** Opening PROVIDED RECORDS block **

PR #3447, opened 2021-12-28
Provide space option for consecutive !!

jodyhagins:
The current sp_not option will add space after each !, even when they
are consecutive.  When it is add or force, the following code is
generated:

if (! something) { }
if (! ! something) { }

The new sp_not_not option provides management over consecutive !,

** Closing PROVIDED RECORDS block **

• WORK INSTRUCTION
Every line of the entries that includes "space" must be copied into the answer.

• EXERCISE SOLUTION
Provide space option for consecutive !!
The current sp_not option will add space after each !, even when they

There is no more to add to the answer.